# Mifcom zusammenstellung



## gvvchrysis (12. September 2012)

hey community,

nen kumpel von mir meinte ich soll mir diesen rechner so holen das sollte für die nächsten paar jahre für alles reichen. Wollte ma von euch wissen ob sich die komponenten an sich so vertragen und ob das so sinnvoll ist. sollte den preis von 900€ aber nicht übersteigen 

PC-System AMD FX-4100 - HD7850 - High Performance Gaming PC | MIFcom - PC Online-Shop

danke für rückmeldung schon ma im voraus


----------



## Milch-Mann (12. September 2012)

Hi,

ich äußere mich nicht zu der kompletten Konfiguration, sondern lediglich zur Soundkarte. Welches Boxenset bzw. welche Kopfhörer betreibst Du? Schließt Du deine Boxen auch vll. über den optischen Ausgang an ? Je nach Ausstattung ist eine gesonderte Soundkarte nicht von nöten. Da könnte man die 55€ sparen und eine SSD einbauen, da hast Du dann deutlich mehr von


----------



## gvvchrysis (12. September 2012)

habe ein Logitech headset das G930


----------



## Milch-Mann (12. September 2012)

So wie ich das sehe hat das G930, da es ein USB-Headset ist, eine eigene Soundkarte. Daher würde jede andere sich im System befindende Soundkarte deaktiviert werden. Es würde sich also nicht lohnen die 55€ in eine Creative SK zu stecken. Wenn Du bis 900 hochgehen kannst, wäre eine Curcial m4 128GB SSD bestimmt drin.


----------



## Rabowke (12. September 2012)

... die Crucial m4 kann ich nur empfehlen. Unbedingt die neueste Firmware installieren, denn die 009'er hatte einen gravierenden Bug.
Ansonsten ist sie SSD super schnell und relativ günstig.

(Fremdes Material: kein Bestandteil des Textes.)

PR #258, opened 2022-03-31
Adding cert-manager guidance to TSG

heoelri:
This PR contains some additional guidance on how to fix cert-manager.

### DIFF
--- a/docs/reference-implementation/Troubleshooting.md
+++ b/docs/reference-implementation/Troubleshooting.md
@@ -116,7 +116,7 @@ To manually force cert-manager to re-request the certificate you can delete the 
 # Check certificate status
 kubectl get certificates -n workload
 
-# Delete certificate (in FALSE state)
+# Delete certificate (if in `ready=FALSE` state). This will trigger cert-manager to create a new certificate request
 kubectl delete certificate/<certificatename> -n workload
 ```
 
--- a/docs/reference-implementation/Troubleshooting.md
+++ b/docs/reference-implementation/Troubleshooting.md
@@ -93,9 +93,9 @@ Deployment not ready. Retrying... 5/5
 ##[error]Script failed with exit code: 1
 ```
 
-**Description:** The "Install workload CatalogService on AKS clusters" step actively monitors the provisioning of a LetsEncrypt certificate for the ingress. If the certificate is not ready, or cannot successfully provisioned this task will fail.
+**Description:** The "Install workload CatalogService on AKS clusters" step actively monitors the provisioning of a LetsEncrypt certificate for the ingress during the installation of the CatalogService helm chart. If the certificate is not ready, or cannot successfully provisioned this task will fail.
 
-**Solution:** This is most of the time caused by hitting LetsEncrypt thresholds (see [Rate Limits](https://letsencrypt.org/docs/rate-limits/) for more details) for certificate provisioning. You can try to re-run the step, or wait for the certificate to be ready.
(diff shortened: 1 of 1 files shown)


docs/reference-implementation/Troubleshooting.md
```diff
@@ -81,6 +81,35 @@ Deployment of service [HealthService | BackgroundProcessor | CatalogService] fai
...
+**Description:** The "Install workload CatalogService on AKS clusters" step actively monitors the provisioning of a LetsEncrypt certificate for the ingress. If the certificate is not ready, or cannot successfully provisioned this task will fail.
+
+**Solution:** This is most of the time caused by hitting LetsEncrypt thresholds (see [Rate Limits](https://letsencrypt.org/docs/rate-limits/) for more details) for certificate provisioning. You can try to re-run the step, or wait for the certificate to be ready.
+
+```console
+# Check certificate status
+kubectl get certificates -n workload
+
+# Check certificate request status
+kubectl get certificaterequests -n workload
```
sebader, line 105: how about adding a "k delete certificaterequest" as a possible solution? this should immediately trigger reissue

heoelri: I was thinking about that as well - what's important though is to make sure that the reason is clear - in case you're hitting a rate limit on the Let's Encrypt side you can delete it as often as you want and nothing will change.

And I'd suggest to delete the certificate not the certificaterequest. Let me rephrase it a bit.

docs/reference-implementation/Troubleshooting.md
```diff
@@ -81,6 +81,45 @@ Deployment of service [HealthService | BackgroundProcessor | CatalogService] fai
...
+
+Relevant log events are for example `cert-manager/certificates-trigger "msg"="Not re-issuing certificate as an attempt has been made in the last hour" "key"="workload/catalogservice-ingress-secret" "retry_delay"=3599055978096`.
+
+To manually force cert-manager to re-request the certificate you can delete the existing one:
+
+```console
+# Check certificate status
+kubectl get certificates -n workload
+
+# Delete certificate (in FALSE state)
```
sebader, line 119:
```suggestion
# Delete certificate (if in `ready=FALSE` state). This will trigger cert-manager to create a new certificate request
```

docs/reference-implementation/Troubleshooting.md
```diff
@@ -81,6 +81,45 @@ Deployment of service [HealthService | BackgroundProcessor | CatalogService] fai
...
+```
+
+Relevant log events are for example `cert-manager/certificates-trigger "msg"="Not re-issuing certificate as an attempt has been made in the last hour" "key"="workload/catalogservice-ingress-secret" "retry_delay"=3599055978096`.
+
+To manually force cert-manager to re-request the certificate you can delete the existing one:
+
+```console
+# Check certificate status
+kubectl get certificates -n workload
+
```
sebader, line 118: I guess we dont have a sample console output right now, that we could show?! maybe lets keep that in mind and add once we run into it again

sebader (changes requested):

heoelri:
Before this comes up - I start questioning if it makes sense to maintain the same/the overlapping TSG content (which is currently most of it) in all RIs.

sebader:
> Before this comes up - I start questioning if it makes sense to maintain the same/the overlapping TSG content (which is currently most of it) in all RIs.

yeah valid point. Since -Connected mostly adds stuff, we could keep the common issues in -Online and have in -Connected a pointer to this and then only maintain issues that are specific to Connected

docs/reference-implementation/Troubleshooting.md
heoelri: Right - I've already manually fixed and destroyed the affected environment.

sebader (approved):

sebader:
thanks for this!

PR #6597, opened 2026-01-13
fix desktop file for linux 

normaluser-nobody:


normaluser-nobody:
did NOT work because:
    * .desktop files do not interpret shell-style escaping like \$
    * $SHELL expands incorrectly or becomes empty
    * /bin/sh -c ends up with no valid command  
- Working Exec lines:
    Exec=/bin/bash -ic "scrcpy --pause-on-exit=if-error"
    Exec=/bin/bash -ic "scrcpy"
    because:
    * bash -i loads .bashrc properly
    * .desktop can parse this line correctly
    * No confusing escaping is needed

rom1v:
The current version works for me. What's your config?

If you run explicitly with bash, then environment variables (like `ADB`) set for the default shell (for example zsh) will not work.

> ```bash
> # For some users, the PATH or ADB environment variables are set from the shell
> # startup file, like .bashrc or .zshrc… Run an interactive shell to get
> # environment correctly initialized.
> ```

normaluser-nobody:
for me $SHELL is not expanding "Invalid environment variable name evaluates to an empty string: SHELL -i -c 'scrcpy --pause-on-exit=if-error'
/bin/sh: -c: option requires an argument"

Gibt es einen Grund warum du ein "Fertigsystem" möchtest und dir kein System selber zusammenbaust bzw. stellst?! Es gibt ja auch Händler, die für einen schmalen Taler deine Konfigurationen zusammenbauen.


----------



## sauerlandboy79 (12. September 2012)

Rabowke schrieb:


> ... die Crucial m4 kann ich nur empfehlen. Unbedingt die neueste Firmware installieren, denn die 009'er hatte einen gravierenden Bug.
> Ansonsten ist sie SSD super schnell und relativ günstig.
> 
> Gibt es einen Grund warum du ein "Fertigsystem" möchtest und dir kein System selber zusammenbaust bzw. stellst?! Es gibt ja auch Händler, die für einen schmalen Taler deine Konfigurationen zusammenbauen.


 "Schmaler Taler" heisst in Zahlen genau ?!

Nur so aus Neugier... Würde das mehr als nen Fuffi kosten, würde ich immer selbst schrauben und verkabeln.


----------



## Rabowke (12. September 2012)

sauerlandboy79 schrieb:


> "Schmaler Taler" heisst in Zahlen genau ?!
> Nur so aus Neugier... Würde das mehr als nen Fuffi kosten, würde ich immer selbst schrauben und verkabeln.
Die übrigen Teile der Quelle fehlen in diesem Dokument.